Location
- Countries: Senegal

Physical characteristics
- Mouth: Senegal River
- • coordinates: 15°38′16″N 13°14′37″W﻿ / ﻿15.63778°N 13.24361°W
- Length: 55 km (34 mi)

= Dioulol =

The Dioulol is a left southwest branch of the Senegal River in the Senegalese region of Matam.

==Geography==
The Dioulol branches off from the main stream between the village of Balél and the neighboring town of Waoundé. Therefore, the name Tchangol Balél can be found variously for this watercourse, but only official evidence for the name Dioulol is found.

55.5 kilometers further north-west, shortly before the regional and departmental prefecture of Matam, the main and secondary streams reunite.

The Dioulol river bed, initially around 20 meters wide, meanders through a five to 15 kilometer wide alluvial plain and, depending on the season, feeds a more or less large network of confusing branches, impassable wetlands and stagnant water. The water flow of the Dioulol, which only flows during and after the rainy season, is often lost halfway before it can reach the town of Kanel. The name is lost too. However, there is a continuous system of water beds, which also have significant waterflow down from Kanel, and even expand in between to a lake, the Vèndou Kanel, and then return all the water to the main stream shortly above Matam.
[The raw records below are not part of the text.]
PR #218, opened 2017-02-25
document startup.homepage* prefs

nodiscc:
Add disabled prefs to UI section
May be useful as some users might consider these "automatic connections"
Ref. #153

### DIFF
--- a/user.js
+++ b/user.js
@@ -617,6 +617,18 @@ user_pref("security.ask_for_password",				0);
 // If password manager/master password is enabled, lock password storage every 5 minutes (default is 30)
 user_pref("security.password_lifetime", 5);
 
+// Set homepage at browser startup to empty page
+// user_pref("browser.startup.homepage", "about:blank");
+
+// Don't show information page after upgrades
+// http://kb.mozillazine.org/Startup.homepage_override_url
+// user_pref("startup.homepage_override_url", "about:blank");
+
+// Disable first-run welcome page
+// http://kb.mozillazine.org/Startup.homepage_welcome_url
+// user_pref("startup.homepage_welcome_url", "about:blank");
+// user_pref("startup.homepage_welcome_url.additional", "about:blank");
+
 /******************************************************************************
  * TLS / HTTPS / OCSP related stuff                                           *
  *                                                                            *


user.js
```diff
@@ -178,6 +178,10 @@ user_pref("security.mixed_content.block_active_content",	true);
 // Mixed Passive Content (a.k.a. Mixed Display Content).
 user_pref("security.mixed_content.block_display_content",	true);
 
+// https://secure.wikimedia.org/wikibooks/en/wiki/Grsecurity/Application-specific_Settings#Firefox_.28or_Iceweasel_in_Debian.29
+user_pref("javascript.options.methodjit.chrome",		false);
+user_pref("javascript.options.methodjit.content",		false);
+
```
pyllyukko: What should we do with these?

pyllyukko: What should we do with these?

pyllyukko:
Should you ```add -p``` these so that you don't revert previous stuff?

nodiscc:
Rebased

pyllyukko:
I still feel that these homepage thingies aren't necessary in the user.js. Might be minor annoyance, but not really any kind of privacy/security issue. Wouldn't you say?

And also to keep it tidier.

pyllyukko:
Maybe we could document these in the wiki?

nodiscc:
> I still feel that these homepage thingies aren't necessary in the user.js. Might be minor annoyance, but not really any kind of privacy/security issue. Wouldn't you say?

I agree. Let's close this PR.

> Maybe we could document these in the wiki?

:/ I think information is currently too much scattered between user.js comments, the wiki, the readme... In my experience it leads to duplicate/outdated/don't-know-where-to-look documentation. It can be made cleaner eg by:

 * Moving all info from these wiki pages to the user.js file itself, alongside relevant prefs/sections
   - [ ] https://github.com/pyllyukko/user.js/wiki/Home
   - [ ] https://github.com/pyllyukko/user.js/wiki/Caching
   - [ ] https://github.com/pyllyukko/user.js/wiki/CIPHERS
   - [ ] https://github.com/pyllyukko/user.js/wiki/Extensions-&-Plugins
   - [ ] https://github.com/pyllyukko/user.js/wiki/Firefox-exploits-&-vulnerabilities
   - [ ] https://github.com/pyllyukko/user.js/wiki/Firefox-features-and-components
   - [ ] https://github.com/pyllyukko/user.js/wiki/HTML5---APIs---DOM
   - [ ] https://github.com/pyllyukko/user.js/wiki/HTTP
   - [ ] https://github.com/pyllyukko/user.js/wiki/Local-Dom-Storage
   - [ ] https://github.com/pyllyukko/user.js/wiki/Misc
   - [ ] https://github.com/pyllyukko/user.js/wiki/TLS---HTTPS----OCSP
   - [ ] https://github.com/pyllyukko/user.js/wiki/UI-related
   - [ ] https://github.com/pyllyukko/user.js/wiki/Firefox-autoconnections
   * There's at most a few links by section/page
   * Wiki tables appear to be broken
   * If the info does not fit in `user.js` it's probably not relevant, remove it.
* Move some tests from https://github.com/pyllyukko/user.js#online-tests to relevant prefs/sections in `user.js`
* Move info from https://github.com/pyllyukko/user.js#what-does-it-do to section descriptions in `user.js`, and instead generate the "What does it do?" section do from section descriptions in `user.js` (ezpz sed/awk/Makefile magic)
* Move https://github.com/pyllyukko/user.js/wiki/FAQ,  to README.md

So closing. Let me know if you agree with the above and if I should open a new issue.

pyllyukko:
> Moving all info from these wiki pages to the user.js file itself, alongside relevant prefs/sections

Yes, the wiki should be cleaned up, gathering the relevant parts and then closing it completely. All the relevant info should be in the README.

>         If the info does not fit in user.js it's probably not relevant, remove it.

I agree.

>     Move some tests from https://github.com/pyllyukko/user.js#online-tests to relevant prefs/sections in user.js

Moved or copied? I think the online tests section is good in the README as it is, but some of the tests could be also in the user.js.

>     Move info from https://github.com/pyllyukko/user.js#what-does-it-do to section descriptions in user.js, and instead generate the "What does it do?" section do from section descriptions in user.js (ezpz sed/awk/Makefile magic)

I don't think that's a good idea. I think we should have it the similar way it's now, kinda summarizing different aspects of the hardening.

>     Move https://github.com/pyllyukko/user.js/wiki/FAQ, to README.md

Haven't looked what's there :P

>     Closing the wiki: Github Flavored Markdown is not very portable, there are authenticity issues with world-writable wikis, all in all it's harder to maintain than generating it from static comments/.md files. If you think this bloats the user.js file/README, just discard irrelevant information.

Yes.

The flow rate from the main stream into the Dioulol is regulated by a 60-meter-wide weir shortly after the branch. There is also a road bridge spanning 110 meters for the regional road R 42, which, starting from the national road N2 near Semmé, follows the bank of the main river via the town of Waoundé to Matam.

The town of Hamady Ounaré is located on the mainland bank of the Dioulol.